After being repaired in October 1944, the United States Army Air Forces Seventh Air Force used the airfield as a base for the 11th Bombardment Group, which flew B-24 Liberator bombers from the station until being moved to Okinawa in July 1945. With the reassignment of the heavy bombers, the 41st Photographic Reconnaissance Squadron flew long range reconnaissance aircraft (F-5 versions of the P-38 Lightning) from the field until January 1946.

After the war, the USAAF used the airfield for fighter defense of the Marianas (21st Fighter Group, 549th Night Fighter Squadron) until early 1947 and as a transport hub (9th Troop Carrier Squadron). In 1947, the USAAF turned over the airfield to the United States Navy, which consolidated its facilities with those at the closing Harmon Air Force Base in 1949, and operated Naval Air Station Agana until it was closed by the 1993 Base Realignment and Closure (BRAC) Commission.

In 1973, the NAS Agana's airfield was renamed Brewer Field in honor of U.S. Navy Commander Charles W. Brewer, who was shot down over Orote Field, Guam, in June 1944.

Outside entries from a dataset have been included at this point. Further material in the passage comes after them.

Issue #143, opened 2016-01-20
Travis CI is stalling in some builds


tcard:
Travis builds sometimes fail with something like this:

```
No output has been received in the last 10m0s, this potentially indicates a stalled build or something wrong with the build itself.
The build has been terminated
```

This happens most often after running the Swift suite and before starting the Obj-C suite. But I've also seen it happen in the middle of the Swift suite, with a message like "main thread has stalled".

This happens inconsistently.

ricardopereira:
I will try to join both tests into one target to have only one execution. Right know it executes the Swift target and then the Objective-C target and in some way it gets stuck. It should resolve this issue.

I will also do some changes on the project because I want to use the bridging header to import the library code to the Swift test target like Apple suggest: [Importing Objective-C into Swift](https://developer.apple.com/library/ios/documentation/Swift/Conceptual/BuildingCocoaApps/MixandMatch.html). CocoaPods in a Swift project and with the `use_frameworks!` setting use also a bridging header so I think it is a way to guarantee we use it in the same way on our `ablySpec`(Swift one).

ricardopereira:
Could be related: https://openradar.appspot.com/24222858.

ricardopereira:
I tried to join both test targets into one but  it isn't possible because there are too different. I will change the Travis file to use `scan --verbose` to see if we get anything from the log.

ricardopereira:
I found out my test suite was hanging when I was checking #171. I run the test suite with `scan` then only with `xcodebuild` and it hanged as well. I run it from Xcode and the test stopped because of an exception. So, I assume that there is something raising an exception on the CI as well. Something to look further.

ricardopereira:
There is a bug in `xcodebuild` which has been fixed in the latest release of XCode, 7.2.1 (which was released an hour ago). From the release notes

> Fixed in Xcode 7.2.1:
• Command line tool ‘xcodebuild test’ will no longer time out waiting for Simulator.app to launch

mattheworiordan:
What is the status on this?

tcard:
No news. There are periods in which this happens less often. I still don't know how we could debug this, we would need to make Travis builds more explicit somehow, haven't looked into it though.

mattheworiordan:
@tcard @ricardopereira should we not raise an issue with Travis themselves to get their help?  I can't believe that their system doesn't work given how ubiquitous it is in the open source community.  Can one of you do that?

ricardopereira:
[...]

PR #166, opened 2016-01-26
Fix compiler warnings.

tcard:
Mostly about using NSInteger in formatted strings, which the compiler dislikes.


mattheworiordan:
Looks good, although Travis build stalled?

tcard:
@mattheworiordan The CI build is broken right now (#143). It just stalls sometimes. We talked about this at the standup (I thought @ricardopereira said he would write it down). He has tried out this weekend Circe CI and something else and it still stalls there, so there must be something wrong with our build script or whatever. We agreed that fixing this is non-trivial and low priority right now, as we are only three people looking at PRs and we can just trust each other that the test suite passes in our machines for now. What do you think?

mattheworiordan:
> It just stalls sometimes.

I do recall that discussion, however I understood we had a potential solution.  I did not realise this issue was still present.

I agree it's not the highest priority, but it is an issue.  Do we have an issue for it?

ricardopereira:
Yes, we have. The issue is #143.

ricardopereira:
LGTM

In 1992, Angel Santos and other Chamorro Nation members staged a protest outside the base. The protest was staged in response to the frequent low-altitude US military training flights that disturbed Chamorros living near the air station. At the protest, Santos read a statement criticizing the US military and their operations. The protest escalated when Santos and others jumped the fence surrounding the naval air station, in front of gathered local media and members of the US military. Santos spat in the face of the US military policeman who arrested him.